Entre les plans d’investissements 2030 d’Emmanuel Macron et les mobilisations virulentes de Greenpeace, le nucléaire civil fait entendre des points de vue radicalement différents, clamés lors de débats houleux. Pourquoi le nucléaire pose-t-il tant problème ? Qu’en penser ? Est-ce l’énergie de l’avenir, un mal nécessaire ou une impasse néfaste ?
Pourquoi le nucléaire tient-il une place si importante en France ?

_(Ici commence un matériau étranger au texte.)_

PR #1396, opened 2024-06-10
Delete obsolete example campaign JSON files

benilovj:
The data is no longer being mantained and does not align with the data model. Going forward, we can use factories for pentest and user testing exercises.


tvararu (approved):

tvararu:
Thanks, wanted to do this the other day but forgot!

PR #1404, opened 2024-06-12
Add CIS2 integration

misaka:
Adds a dev-designed button to the login page that allows the user to login with CIS2. As part of the login process a user record is created in Mavis for the user that's signed in.

image

The user creation flow is pretty barebones, it simply creates a user with a random password, and then ensures that user's email and name are updated whenever they login, presuming that the Care Identity service is the single source of truth for that info. However, this begs the question of how do we manage local accounts. Can a user have both (e.g. as a backup in case CIS2 is down), and if so does this mean we reuse the same user record for either CIS2 or local auth? If we don't re-use the same record, we have a unique constraint on the email field which will need to be addressed.

Also, a user isn't added to a team when they login. We can get an ODS code from CIS2 (if a user has multiple roles / orgs they'll have to choose one in CIS2 before they get redirected back to Mavis), so this may be as easy as looking it up the team that has that ODS code and then assigning them to that team. What happens if multiple teams have the same ODS code, is that possible? The National RBAC system has a concept of workgroups that may address this. Also, what do we do if their ODS code isn't found? Or should we require onboarding to Mavis so we don't do automatic user creation? 🥾 🥫 🪱 

Tasks/issues remaining:
- [x] Rollback the rollback of `process_timeout` increase, I ~don't~ think this is the right fix
- [x] Add to README - probably should be done this PR
- [x] Test fiddling with turbo, do we really need it? 🪱 
- [x] Sprinkle more `notify_safe_email` validationisms 🪱 
- [ ] Get nurse registration number from userinfo 🥾 🪱 
- [ ] Add proper feature flag 🥾 🪱 
- [ ] Add new users to a team when their account is created from cis2 login. 🥾 🥫 🪱 
- [ ] Actually use the role or activities information to authorise what the user can do. 🥾 🪣 🪱


spec/rails_helper.rb
```diff
@@ -17,7 +17,8 @@
     app,
     inspector: ENV["DEBUG_TESTS"],
     js_errors: true,
-    window_size: [1200, 800]
+    window_size: [1200, 800],
+    process_timeout: 30
```
misaka, line 21: This is the timeout error generated by the ferrum when it was unable to start the Chrome process. 

image

I'm a little suspicious of this fix because it was the same test that had this issue both times, and I would've expected this error to be triggered randomly by different tests. I only tried re-running the job twice, and both times it failed it took 2m30s (vs <1m normally) so it's possible something else was going on on GitHub's end.

app/views/users/sessions/new.html.erb
```diff
@@ -1,7 +1,8 @@
+<%= h1 "Sign in", size: "xl" %>
```
misaka, line 1: ???

spec/rails_helper.rb
misaka: After chat with Theo, this test actually uses JS so does try to load up the browser, which is very likely what's triggering this issue. Adjusting the `process_timeout` here does potentially make sense, and as this does happen around 5% of the time we'll try to increase it and see if it helps.

app/views/users/sessions/new.html.erb
misaka: This lines up with other forms that put the `h1` above the `form`, and the errors continue to render above the heading.

app/views/layouts/application.html.erb
```diff
@@ -6,8 +6,8 @@
 
     <title><%= page_title(@service_name) %></title>
 
-    <%= stylesheet_link_tag "application", "data-turbo-track": Rails.env.development? ? "" : "reload" %>
-    <%= javascript_include_tag "application", "data-turbo-track": Rails.env.development? ? "" : "reload", defer: true %>
+    <%= stylesheet_link_tag "application", "data-turbo-track": "reload" %>
+    <%= javascript_include_tag "application", "data-turbo-track": "reload" %>
```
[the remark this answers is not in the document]
misaka: Nope. Restored.

Gemfile
```diff
@@ -25,6 +25,8 @@ gem "jsbundling-rails"
 gem "jsonb_accessor"
 gem "mail-notify"
 gem "okcomputer"
+gem "omniauth_openid_connect"
+gem "omniauth-rails_csrf_protection"
```
tvararu, line 29: [This gem](https://github.com/cookpad/omniauth-rails_csrf_protection) says it mitigates [CVE-2015-9284](https://nvd.nist.gov/vuln/detail/CVE-2015-9284)

`CVE-2015-9284` affects the Ruby `omniauth` gem until version 2.0.0 excluding, but we're using 2.1.2

Do we actually need it? 🤔

tvararu (approved):

Gemfile
misaka: iirc I added it because something wasn't working without it. Don't remember what, though, I'll try removing it.

tvararu: 👍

L’indépendance énergétique du pays
Le développement du nucléaire en France s’est envolé après le choc pétrolier de 1973 qui a révélé la fragilité de la France en matière de dépendance énergétique. Le nucléaire s’est imposé comme une alternative viable, assurant à la fois l’indépendance énergétique et la grandeur de l’industrie française.
Aujourd’hui, la France compte 58 réacteurs produisant 72% de l’électricité française. Pendant longtemps le nucléaire a permis l’électrification efficace et à bas coût de la France, selon EDF. Dépendant entièrement de facteurs humains, une centrale nucléaire a l’avantage de pouvoir tourner toute l’année et peut être mise à l’arrêt ou redémarrée pour s’adapter aux demandes en électricité du pays. Les grandes capacités de production de chaque réacteur (entre 900 et 1500 mégawatt) ont permis de concentrer la quasi-totalité de la production d’électricité de tout le pays dans un nombre limité de réacteurs.
Bas carbone
Avec la montée des inquiétudes concernant le changement climatique à la fin du XXème siècle, le nucléaire civil a été désigné comme une solution : contrairement aux énergies fossiles, il ne rejette pas de CO2 en produisant de l’électricité. Effectivement, selon le GIEC, le nucléaire émet la même quantité de CO2 que l’éolien, et 68 fois moins de CO2 que le charbon, 40 fois moins que le gaz, 4 fois moins que le photovoltaïque.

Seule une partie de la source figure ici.